▸ GOAL OF THE EXERCISE:
Each line below is to be written out once more, precisely as given.

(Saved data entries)
PR #398, opened 2021-12-24
Fixup of the ESP32 port 

timkoers:
This pull request includes:

- Using the correct bluetooth mode (taken from sdkconfig)
- Fixed lwip paths in the CMakeLists.txt file
- ESP32 source audio instance

### DIFF
--- a/port/esp32/components/btstack/CMakeLists.txt
+++ b/port/esp32/components/btstack/CMakeLists.txt
@@ -1,8 +1,14 @@
+set(IDF_PATH_FIXED, "$ENV{IDF_PATH}")
+
+string(REPLACE "\\" "/" IDF_PATH_FIXED $ENV{IDF_PATH})
+
+message("Fixed IDF path: ${IDF_PATH_FIXED} (old path: $ENV{IDF_PATH})")
+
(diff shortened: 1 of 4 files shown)


timkoers:
I'm used the Gerrit workflow of patchsets and rebases, so sorry for the commit spam

mringwal:
Thanks, I've picked the "Enable BTDM and BLE only mode to work" on develop.
The audio input, I'd like to actually try out before merging.

What's the issue with the IDF_PATH? I see a \\ -> / replacement. I guess mixing path separators doesn't work well in mingw?

timkoers:
> Thanks, I've picked the "Enable BTDM and BLE only mode to work" on develop. The audio input, I'd like to actually try out before merging.
No worries!

> What's the issue with the IDF_PATH? I see a \ -> / replacement. I guess mixing path separators doesn't work well in mingw?

I'm not using mingw, I'm using PlatformIO which also uses CMake and fails to understand the path seperators

mringwal:
ok.. so lets replace mingw with 'that operating system that uses backslashes" to properly name the root cause :).

mringwal:
I've merged Ricardo's patch for the CMakeFile that uses idf_component_register, and I'm closing this one.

▸ OUTPUT BELOW:
PR #398, opened 2021-12-24
Fixup of the ESP32 port 

timkoers:
This pull request includes:

- Using the correct bluetooth mode (taken from sdkconfig)
- Fixed lwip paths in the CMakeLists.txt file
- ESP32 source audio instance

### DIFF
--- a/port/esp32/components/btstack/CMakeLists.txt
+++ b/port/esp32/components/btstack/CMakeLists.txt
@@ -1,8 +1,14 @@
+set(IDF_PATH_FIXED, "$ENV{IDF_PATH}")
+
+string(REPLACE "\\" "/" IDF_PATH_FIXED $ENV{IDF_PATH})
+
+message("Fixed IDF path: ${IDF_PATH_FIXED} (old path: $ENV{IDF_PATH})")
+
(diff shortened: 1 of 4 files shown)


timkoers:
I'm used the Gerrit workflow of patchsets and rebases, so sorry for the commit spam

mringwal:
Thanks, I've picked the "Enable BTDM and BLE only mode to work" on develop.
The audio input, I'd like to actually try out before merging.

What's the issue with the IDF_PATH? I see a \\ -> / replacement. I guess mixing path separators doesn't work well in mingw?

timkoers:
> Thanks, I've picked the "Enable BTDM and BLE only mode to work" on develop. The audio input, I'd like to actually try out before merging.
No worries!

> What's the issue with the IDF_PATH? I see a \ -> / replacement. I guess mixing path separators doesn't work well in mingw?

I'm not using mingw, I'm using PlatformIO which also uses CMake and fails to understand the path seperators

mringwal:
ok.. so lets replace mingw with 'that operating system that uses backslashes" to properly name the root cause :).

mringwal:
I've merged Ricardo's patch for the CMakeFile that uses idf_component_register, and I'm closing this one.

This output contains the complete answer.